PR #3208, opened 2026-03-24
Per-test-case repetition behavior

harlanhaskins:
This proposal would change the test repetition behavior to only repeat those test cases that fail, rather than repeating all tests when any fails.

[View rendered proposal](https://github.com/harlanhaskins/swift-evolution/blob/harlan/for-repeats-sake/proposals/testing/NNNN-per-test-case-repetitions.md)


briancroom:
Thanks, Harlan! Per discussion with the workgroup, we're going to begin review of this now (as ST-0024.)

************

▶ **WORK INSTRUCTIONS**: Only the lines holding the string "harlanhaskins" are needed; copy each of them from the material above.

▶ **WRITTEN RESPONSE**:
harlanhaskins:
[View rendered proposal](https://github.com/harlanhaskins/swift-evolution/blob/harlan/for-repeats-sake/proposals/testing/NNNN-per-test-case-repetitions.md)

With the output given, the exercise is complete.